YOUR ASSIGNMENT:
Each entry needs to be copied exactly, with nothing left out.

[Data items]
PR #7522, opened 2019-02-13
Correct example update to default.html

chapb:

## Summary
I believe the link to the stylesheet should be defined as "/assets/css/styles.scss" as per the above line "First create a Sass file at /assets/css/styles.scss with the following content:".

## Context
Correction in documentation. No relation to GitHub issue(s).

## Semver Changes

SOLUTION FOR THIS TASK:
PR #7522, opened 2019-02-13
Correct example update to default.html

chapb:

## Summary
I believe the link to the stylesheet should be defined as "/assets/css/styles.scss" as per the above line "First create a Sass file at /assets/css/styles.scss with the following content:".

## Context
Correction in documentation. No relation to GitHub issue(s).

## Semver Changes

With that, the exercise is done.